## ABOUT THIS TASK:
Would you go through the records below and copy each line with the string "like"?

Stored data
*** Begin section ***

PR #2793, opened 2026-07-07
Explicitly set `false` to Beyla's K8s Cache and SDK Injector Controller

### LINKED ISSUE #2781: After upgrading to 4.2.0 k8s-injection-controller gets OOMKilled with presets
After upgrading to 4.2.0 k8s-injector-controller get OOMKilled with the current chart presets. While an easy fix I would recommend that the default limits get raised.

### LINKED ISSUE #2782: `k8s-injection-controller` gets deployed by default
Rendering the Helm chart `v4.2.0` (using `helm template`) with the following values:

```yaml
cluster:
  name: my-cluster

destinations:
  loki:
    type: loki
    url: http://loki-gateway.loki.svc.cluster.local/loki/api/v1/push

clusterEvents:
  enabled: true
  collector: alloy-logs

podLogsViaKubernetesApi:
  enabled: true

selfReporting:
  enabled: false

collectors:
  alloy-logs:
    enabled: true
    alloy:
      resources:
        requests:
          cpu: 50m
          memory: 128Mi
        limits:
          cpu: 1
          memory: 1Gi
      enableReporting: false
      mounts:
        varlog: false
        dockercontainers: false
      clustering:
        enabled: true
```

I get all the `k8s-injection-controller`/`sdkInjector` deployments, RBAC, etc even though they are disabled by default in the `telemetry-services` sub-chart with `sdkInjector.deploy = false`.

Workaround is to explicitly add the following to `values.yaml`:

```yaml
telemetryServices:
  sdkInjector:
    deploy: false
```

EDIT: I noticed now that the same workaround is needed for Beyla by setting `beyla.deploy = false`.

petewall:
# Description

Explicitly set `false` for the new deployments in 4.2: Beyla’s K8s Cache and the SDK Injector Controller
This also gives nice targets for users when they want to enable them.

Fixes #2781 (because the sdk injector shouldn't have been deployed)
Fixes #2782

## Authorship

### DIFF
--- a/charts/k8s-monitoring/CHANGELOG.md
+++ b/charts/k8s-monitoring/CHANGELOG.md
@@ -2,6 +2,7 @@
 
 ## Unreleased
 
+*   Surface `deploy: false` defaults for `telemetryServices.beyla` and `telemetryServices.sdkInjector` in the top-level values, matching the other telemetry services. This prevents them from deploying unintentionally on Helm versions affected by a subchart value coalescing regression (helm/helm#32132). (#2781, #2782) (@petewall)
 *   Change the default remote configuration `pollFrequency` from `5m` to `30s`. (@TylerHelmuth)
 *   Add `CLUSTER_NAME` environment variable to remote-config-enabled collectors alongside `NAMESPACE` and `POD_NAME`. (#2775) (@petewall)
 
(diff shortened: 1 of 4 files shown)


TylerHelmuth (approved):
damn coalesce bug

*** End section ***
*** Begin section ***

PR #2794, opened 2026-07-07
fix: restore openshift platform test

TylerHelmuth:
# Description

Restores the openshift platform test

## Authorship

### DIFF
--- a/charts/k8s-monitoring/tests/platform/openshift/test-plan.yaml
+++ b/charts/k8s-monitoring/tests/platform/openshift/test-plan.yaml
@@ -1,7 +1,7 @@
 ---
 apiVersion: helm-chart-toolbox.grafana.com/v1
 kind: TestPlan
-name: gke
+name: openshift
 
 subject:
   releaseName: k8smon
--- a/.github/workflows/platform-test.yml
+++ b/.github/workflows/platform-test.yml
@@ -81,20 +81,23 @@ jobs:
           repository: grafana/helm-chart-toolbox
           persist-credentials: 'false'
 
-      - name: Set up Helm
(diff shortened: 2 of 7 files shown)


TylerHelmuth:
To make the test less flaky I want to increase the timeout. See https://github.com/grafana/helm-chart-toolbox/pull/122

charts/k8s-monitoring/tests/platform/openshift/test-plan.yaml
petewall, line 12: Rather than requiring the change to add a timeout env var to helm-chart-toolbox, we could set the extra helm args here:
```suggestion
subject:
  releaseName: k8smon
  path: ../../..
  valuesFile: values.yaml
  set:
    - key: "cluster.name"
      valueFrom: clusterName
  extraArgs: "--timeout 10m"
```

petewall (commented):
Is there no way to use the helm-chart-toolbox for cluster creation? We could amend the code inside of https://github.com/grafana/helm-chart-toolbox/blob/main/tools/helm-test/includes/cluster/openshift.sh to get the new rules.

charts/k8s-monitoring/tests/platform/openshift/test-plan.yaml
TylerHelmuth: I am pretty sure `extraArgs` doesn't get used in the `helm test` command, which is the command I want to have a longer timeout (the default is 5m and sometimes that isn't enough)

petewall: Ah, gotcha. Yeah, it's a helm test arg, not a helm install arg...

*** End section ***
*** Begin section ***

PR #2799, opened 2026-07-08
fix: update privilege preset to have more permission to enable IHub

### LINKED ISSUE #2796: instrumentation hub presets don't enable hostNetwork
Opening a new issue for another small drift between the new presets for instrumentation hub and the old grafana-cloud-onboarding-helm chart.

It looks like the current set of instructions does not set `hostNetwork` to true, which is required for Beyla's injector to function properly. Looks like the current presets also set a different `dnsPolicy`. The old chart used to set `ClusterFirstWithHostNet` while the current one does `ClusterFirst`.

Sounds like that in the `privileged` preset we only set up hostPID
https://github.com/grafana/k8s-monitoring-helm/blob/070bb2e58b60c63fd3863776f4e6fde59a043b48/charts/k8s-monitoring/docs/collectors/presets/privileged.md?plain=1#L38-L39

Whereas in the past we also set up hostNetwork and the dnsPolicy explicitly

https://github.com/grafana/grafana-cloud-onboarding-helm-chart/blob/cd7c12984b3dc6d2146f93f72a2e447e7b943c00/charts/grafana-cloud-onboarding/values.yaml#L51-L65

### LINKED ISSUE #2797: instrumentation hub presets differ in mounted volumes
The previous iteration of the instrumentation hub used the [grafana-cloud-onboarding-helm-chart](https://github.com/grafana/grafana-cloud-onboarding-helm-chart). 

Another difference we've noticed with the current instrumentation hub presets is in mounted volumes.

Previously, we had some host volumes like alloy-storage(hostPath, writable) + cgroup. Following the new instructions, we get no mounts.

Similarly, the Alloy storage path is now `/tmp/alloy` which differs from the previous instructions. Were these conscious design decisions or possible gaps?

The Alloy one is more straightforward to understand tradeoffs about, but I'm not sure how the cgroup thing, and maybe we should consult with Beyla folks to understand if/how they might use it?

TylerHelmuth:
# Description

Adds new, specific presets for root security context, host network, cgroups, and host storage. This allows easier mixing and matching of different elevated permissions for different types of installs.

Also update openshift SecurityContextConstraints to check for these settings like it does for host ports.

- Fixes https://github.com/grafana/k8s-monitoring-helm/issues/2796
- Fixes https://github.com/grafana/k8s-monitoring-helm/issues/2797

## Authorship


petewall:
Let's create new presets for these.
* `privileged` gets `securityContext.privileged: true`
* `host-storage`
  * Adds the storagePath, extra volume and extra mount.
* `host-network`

*** End section ***

## SOLUTION:
It looks like the current set of instructions does not set `hostNetwork` to true, which is required for Beyla's injector to function properly. Looks like the current presets also set a different `dnsPolicy`. The old chart used to set `ClusterFirstWithHostNet` while the current one does `ClusterFirst`.
Sounds like that in the `privileged` preset we only set up hostPID
Previously, we had some host volumes like alloy-storage(hostPath, writable) + cgroup. Following the new instructions, we get no mounts.
Also update openshift SecurityContextConstraints to check for these settings like it does for host ports.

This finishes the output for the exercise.